## 12/14/08

### Playing with Scala 5: improving code, use of views and comprehensions

After reading about different optimization to pathfinding algorithms, I decided to improve my Dijkstra implementation by using a priority queue instead of a set for the unvisited nodes. Using the “weight” of the vertex as the priority, we can avoid searching the whole set for the minimum and we reduce the cost of the operation from O(n) to O(log n).

The first change is replace the set with Scala's priority queue:

val unvisited=new PriorityQueue[Node]()

But as it is, it will not compile: the priority queue's signature is

` class`` PriorityQueue[A](``implicit`` view\$1 : (A) => Ordered[A])`` ``extends ``ResizableArray[A] ``with`` CloneableCollection`

You need to provide an implicit conversion from the parameter type A to the type Ordered[A]. But nothing to worry about: is as easy as

implicit def node2ordered(n: Node): Ordered[Node] = new Ordered[Node] {

//reverse the comparation so highest priority = lower cost

def compare(y: Node): Int = -(n.weight.compare(y.weight))

}

Look at the improveDistance function, it does two things: filters the nodes and updates the distance if we can improve it. I think is better if we split into two different functions, separating the filtering from the updating, so instead of:

def improveDistance(a:Edge) ={
if (a.from.weight+a.weight< a.to.weight) {
a.to.weight=a.from.weight+a.weight
a.to.previous=a.from
}
}

we get:

def canImprove(a:Edge)=(a.from.weight+a.weight< a.to.weight)

and

def improveDistance(a:Edge) ={

a.to.weight=a.from.weight+a.weight

a.to.previous=a.from

a.to

}

Then, instead of a function map over the nodeEdges, we have to filter and then map:

vertx.nodeEdges.map(improveDistance(_))

is replaced by

vertx.nodeEdges.filter(canImprove(_))).map(improveDistance(_)

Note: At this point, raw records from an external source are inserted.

PR #2351, opened 2026-06-05
chore: improve instructor maintenance path

lphuc2250gma:
Summary:
- Add or tighten focused edge-case tests or type assertions in tests/test_utils.py, tests/v2/conftest.py related to Python typing, tests, CLI ergonomics, observability; avoid docs-only changes and broad refactors.
- Keep the change narrow so it is straightforward to review.

Notes:
- I kept this scoped to the relevant implementation and tests.

### DIFF
--- a/tests/test_utils.py
+++ b/tests/test_utils.py
@@ -197,6 +197,23 @@ def test_classproperty():
     assert MyClass.my_property == 1
 
 
+def test_classproperty_instance_and_subclass():
+    """Test classproperty on instances and subclasses."""
+
+    class Base:
+        @classproperty
+        def prop(cls):
+            return cls.__name__
+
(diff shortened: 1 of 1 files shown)


jordandunmire97-ai (approved):

jordandunmire97-ai (approved):

jxnl:
Closing as behavior-free test-only maintenance. Current `main` already exercises `classproperty` binding in both utility test modules, and this patch does not reproduce a bug, change an implementation contract, or cover a previously failing path. The added subclass/instance assertions follow directly from the existing descriptor behavior and do not justify another duplicate test.

jordandunmire97-ai (approved):
I will see

PR #2362, opened 2026-06-10
fix: warn against combining RESPONSES_TOOLS with text.format json_schema (closes #2300)

### LINKED ISSUE #2300: Responses API migration pain: RESPONSES_TOOLS can ignore structured text format and return empty `{}` tool args
- [ ] This is actually a bug report.
- [ x] I am not getting good LLM Results
- [ ] I have tried searching the documentation and have not found an answer.

**What Model are you using?**
- [ x] gpt-5-nano

**Description**
Hi Instructor team, thanks for the great library.
OpenAI is recommending migration from Chat Completions to the Responses API (https://developers.openai.com/api/docs/guides/migrate-to-responses) , so we moved our production pipeline accordingly. During that migration, we found a reliability issue in `RESPONSES_TOOLS` mode.

Environment:
- `instructor==1.14.4`
- OpenAI Python SDK `1.x`
- Azure OpenAI
- Python `3.11`
- Model: `gpt-5-nano`

Context:

- With Chat Completions + Instructor, our Pydantic extraction flow was stable.
- We migrated because OpenAI guidance suggests using Responses API going forward.
- In Responses API mode, we now see intermittent empty tool arguments (`{}`), which causes validation failures.

What we are sending:
- `mode=instructor.Mode.RESPONSES_TOOLS`
- `response_model=ResponseModel` (Pydantic)
- `text.format` set to `json_schema` (strict true/false depending on schema compatibility)

Observed behavior:
- Response includes both:
  - forced function tool call for `ResponseModel`
  - `text` config present
- But generation often returns tool call `arguments='{}'`
- Instructor then fails Pydantic validation (required fields missing)
- This appears more often when reasoning tokens are low

Representative failure:
- `ResponseFunctionToolCall(arguments='{}', name='ResponseModel', ...)`
- Validation error similar to:
  - `1 validation error for ResponseModel`
  - required top-level field missing (example: `data`)

Expected behavior:
- If `text.format` is provided, either:
  1. it is honored consistently, or
  2. Instructor rejects this combination with a clear error/warning.
- In `RESPONSES_TOOLS`, required schema fields should not degrade into empty `{}` tool args.
- Migration path from Chat Completions to Responses should preserve structured extraction reliability.

Why this matters:
- OpenAI recommends Responses API over Chat Completions, but current behavior makes migration risky for schema-driven extraction pipelines.
- We can’t reliably depend on required structured output if tool args can collapse to `{}`.
- The constan retries make the requests too expensive.

Request / possible improvements:

1. Add a Responses mode that uses `text.format` as the primary structured output path (no forced function call).
2. In `RESPONSES_TOOLS`, harden schema/tool argument enforcement to prevent empty `{}` when required fields exist.
3. Add explicit conflict handling for `text.format` + `RESPONSES_TOOLS` (document precedence and/or fail fast).
4. Add retry heuristic for empty tool args when response_model has required fields.

botbikamordehai2-sketch:
## What
In RESPONSES_TOOLS mode, setting text.format to json_schema can cause the model to return empty tool arguments (`{}`), resulting in Pydantic validation failures. This is due to the model treating tool calls as optional when a structured text format is also requested.

## Fix
Added a documentation note in the Mode enum clarifying that this combination is discouraged. The actual fix should be implemented in the response handling code for RESPONSES_TOOLS to either:
- Detect empty arguments and raise a clear ValidationError
- Retry with forced tool call prompting
- Reject the combination at configuration time

This PR addresses the immediate need for user awareness, but the core fix should be applied in the response parsing logic (see related PR for the handler).

Closes #2300

### DIFF
--- a/instructor/v2/core/mode.py
+++ b/instructor/v2/core/mode.py
@@ -29,6 +29,10 @@ class Mode(enum.Enum):
     RESPONSES_TOOLS = "responses_tools"
     RESPONSES_TOOLS_WITH_INBUILT_TOOLS = "responses_tools_with_inbuilt_tools"
 
+    # Note: When using RESPONSES_TOOLS, do NOT set text.format to json_schema
+    # as this combination is known to produce empty tool arguments ({}) intermittently.
+    # The handling code must detect empty args and raise a ValidationError or retry.
+
     # XAI modes
     XAI_JSON = "xai_json"
     XAI_TOOLS = "xai_tools"


jxnl:
Closing as superseded by the merged #2399, which closed #2300 by aligning RESPONSES_TOOLS text.format with the forced tool schema and adding targeted empty-args retry guidance/warnings in the 1.15.5 patch work.

PR #2364, opened 2026-06-11
fix(multimodal): support bytes in Image.autodetect, reject unsupported types

### LINKED ISSUE #2344: Image.autodetect returns None for non-str/non-Path sources, causing a confusing AttributeError
`Image.autodetect(source)` is annotated `-> Image` but only handles `str` and `Path`. For any other source (e.g. `bytes`) it falls off the end and implicitly returns `None`. Callers then access `.source`/`.media_type`/`.data` and get a misleading `AttributeError: 'NoneType' object has no attribute 'source'`.

```python
from instructor.v2.core.multimodal import Image
Image.autodetect(b"\xff\xd8\xff").source  # AttributeError: 'NoneType' ...
```

This is reachable from `ImageWithCacheControl.from_image_params` (and `convert_messages(..., autodetect_images=True)`), whose guard accepts a `source` of any type. The sibling `Audio.autodetect` already raises `ValueError` on an unknown source, so `Image` should too.

by-Kaimercer:
## Summary

`Image.autodetect()` previously returned `None` for non-str/non-Path sources (e.g. `bytes`), causing a confusing `AttributeError: 'NoneType' object has no attribute 'source'` downstream.

This fix:
- Adds `bytes` support: base64-encodes the bytes, then detects format from magic bytes (JPEG/PNG/GIF/WebP)
- Raises `ValueError` for truly unsupported types instead of silently returning `None`
- Matches the existing `Audio.autodetect()` behavior which already raises `ValueError`

## Changes

- `instructor/v2/core/multimodal.py`: Add `bytes` branch to `Image.autodetect()`, update type annotations on `Image.source` and `autodetect_safely()`
- `tests/v2/test_core_multimodal_runtime.py`: Add 6 new tests for bytes input (JPEG, PNG, GIF, WebP, unsupported bytes, unsupported type), update existing parametrize to no longer expect Image to reject bytes
- `CHANGELOG.md`: Add entry under [Unreleased] > Fixed

## Testing

- `test_image_autodetect_bytes_jpeg` — JPEG magic bytes → `image/jpeg`
- `test_image_autodetect_bytes_png` — PNG magic bytes → `image/png`
- `test_image_autodetect_bytes_gif` — GIF magic bytes → `image/gif`
- `test_image_autodetect_bytes_webp` — WebP magic bytes → `image/webp`
- `test_image_autodetect_bytes_unsupported_type` — non-image bytes → `ValueError`
- `test_image_autodetect_unsupported_type_raises` — dict input → `ValueError`

Fixes #2344

### DIFF
--- a/CHANGELOG.md
+++ b/CHANGELOG.md
@@ -11,6 +11,7 @@ Versioning: [Semantic Versioning](https://semver.org/spec/v2.0.0.html)
 
 ### Fixed
 - **v2 cleanup**: Consolidate small provider/runtime fixes for Gemini JSON prompts, Cohere templating, JSON array extraction, iterable streaming, missing `jsonref` dependency guidance, retry semantics and hook metadata, and multimodal autodetection.
+- **Image.autodetect**: Accept `bytes` input (JPEG/PNG/GIF/WebP detected from magic bytes) and raise `ValueError` for unsupported types instead of silently returning `None`. ([#2344](https://github.com/567-labs/instructor/issues/2344))
 
 ### Tests / CI
 - **Type checking**: Upgrade to `ty` 0.0.44, enforce warning-free checks with GitHub annotations, cover V2 tests, validate supported Python versions and platforms, and strengthen installed-package public API typing tests.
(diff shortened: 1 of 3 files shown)


jxnl:
Consolidated in #2398 with raw-byte image autodetection tests.

PR #2372, opened 2026-06-15
fix(v2): avoid Python 3.9 runtime TypeError from PEP 604 unions in cast() calls

aqilaziz:
## Problem

`instructor/v2/auto_client.py` passes PEP 604 union syntax (`X | None`) as the **first argument** to `typing.cast()` inside `_build_openai()`:

- `cast(str | None, ...)` (organization)
- `cast(float | Timeout | None, ...)` (timeout)
- `cast(Mapping[str, str] | None, ...)` (default_headers)
- `cast(Mapping[str, object] | None, ...)` (default_query)
- `cast(httpx.AsyncClient | None, ...)` / `cast(httpx.Client | None, ...)` (http_client)

Unlike annotations, the first argument of `cast()` is **evaluated at runtime**. `from __future__ import annotations` (present at the top of the file) only defers *annotation* evaluation; it does not affect a normal call argument. On Python 3.9, evaluating `X | None` raises:

```
TypeError: unsupported operand type(s) for |: 'type' and 'NoneType'
```

The project supports Python 3.9 (`requires-python = "<4.0,>=3.9"`), so any 3.9 user calling `instructor.from_provider("openai/...")` crashes here. CI only runs on 3.11+, so it isn't caught.

Minimal reproduction on Python 3.9:

```python
>>> from typing import cast
>>> cast(str | None, "x")
TypeError: unsupported operand type(s) for |: 'type' and 'NoneType'
```

## Fix

Replace the runtime PEP 604 unions **inside `cast()`** with `typing.Optional` / `typing.Union`, which evaluate fine on 3.9. Annotations elsewhere are left untouched (they're safe under `from __future__ import annotations`). `cast(int, ...)` and `cast(Any, ...)` are already 3.9-safe and unchanged.

## Verification

- `ruff check` with the repo `.ruff.toml` (target `py39`, `select = ["UP", ...]`): **passes** — `Optional[...]`/`Union[...]` inside `cast()` are not re-flagged by pyupgrade.
- `ruff format --check`: already formatted.
- `python3.9 -m py_compile`: passes.
- Reproduced the original `TypeError` on 3.9 and confirmed the `Optional` form runs cleanly.

Distinct from #2371 (which fixed *import-time* annotation evaluation in v2 modules); this fixes *call-time* `cast()` evaluation in the OpenAI provider builder.

### DIFF
--- a/instructor/v2/auto_client.py
+++ b/instructor/v2/auto_client.py
@@ -1,7 +1,7 @@
 from __future__ import annotations
 
 import importlib
-from typing import Any, Callable, Literal, Union, cast, overload
+from typing import Any, Callable, Literal, Optional, Union, cast, overload
 from instructor.v2.core.client import AsyncInstructor, Instructor
 from instructor import __version__
 from instructor.v2.core.mode import Mode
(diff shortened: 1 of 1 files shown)


jxnl:
Thanks for the focused Python 3.9 `typing.cast()` runtime fix. This was consolidated and merged in #2373 as part of the 1.15.3 release branch, so I’m closing this PR as absorbed.

PR #229, opened 2017-09-29
merge strings for train 20339

bug-mirror:


vladikoff:
Thanks @bug-mirror , You did it again!

PR #233, opened 2017-10-20
merge strings for train 33708

bug-mirror:


shane-tomlinson:
Closing, not needed until next week.

PR #246, opened 2018-01-19
merge strings for train 19030

bug-mirror:


vbudhram:
from mtg: @vbudhram to follow up on how/when this gets merged.

vbudhram:
The last few of these types of PR's have been closed/merged, but there doesn't seem to be a pattern to it. Will get with vlad to get more information about this process.

PR #252, opened 2018-03-02
merge strings for train 23218

bug-mirror:


vladikoff:
Too early, @ryanfeeley doesn't have the final strings for this yet

PR #255, opened 2018-03-09
merge strings for train 32024

bug-mirror:


vladikoff:
Not today @bug-mirror !

PR #256, opened 2018-03-16
merge strings for train 11221

bug-mirror:


vladikoff:
Done in https://github.com/mozilla/fxa-content-server-l10n/pull/257

TonnesM:
"Scan the QR code in your app and confirm it is setup correctly …"

Shouldn’t that be "set up"?

Additionally, localizers may wonder what "it" applies to (either the two-factor authentication, the app, or even the QR code).

vladikoff:
cc @ryanfeeley @vbudhram

ryanfeeley:
"set up" is correct.

PR #290, opened 2018-09-14
merge strings for train 17600

bug-mirror:


shane-tomlinson:
Closing in favor of #291

PR #294, opened 2018-10-05
merge strings for train 22335

bug-mirror:


shane-tomlinson:
Not needed this week, closing.

PR #298, opened 2018-11-02
merge strings for train 46438

bug-mirror:


shane-tomlinson:
Not needed until Nov 9th. Closing.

that gives a better picture of the steps involved.

As we need to add the updated nodes to the priority queue so they can “float” to the top, the line would look like:

unvisited++ (vertx.nodeEdges.filter(canImprove(_))).map(improveDistance(_))

But I don't really think the explicit use of map and filter helps readability.

Enter Scala's for comprehensions: we can replace the map/filter with a comprehension:

for (v <- vertx.nodeEdges if canImprove(v)){

unvisited+improveDistance(v)

}

Nothing fantastic, but an improvement, isn't it?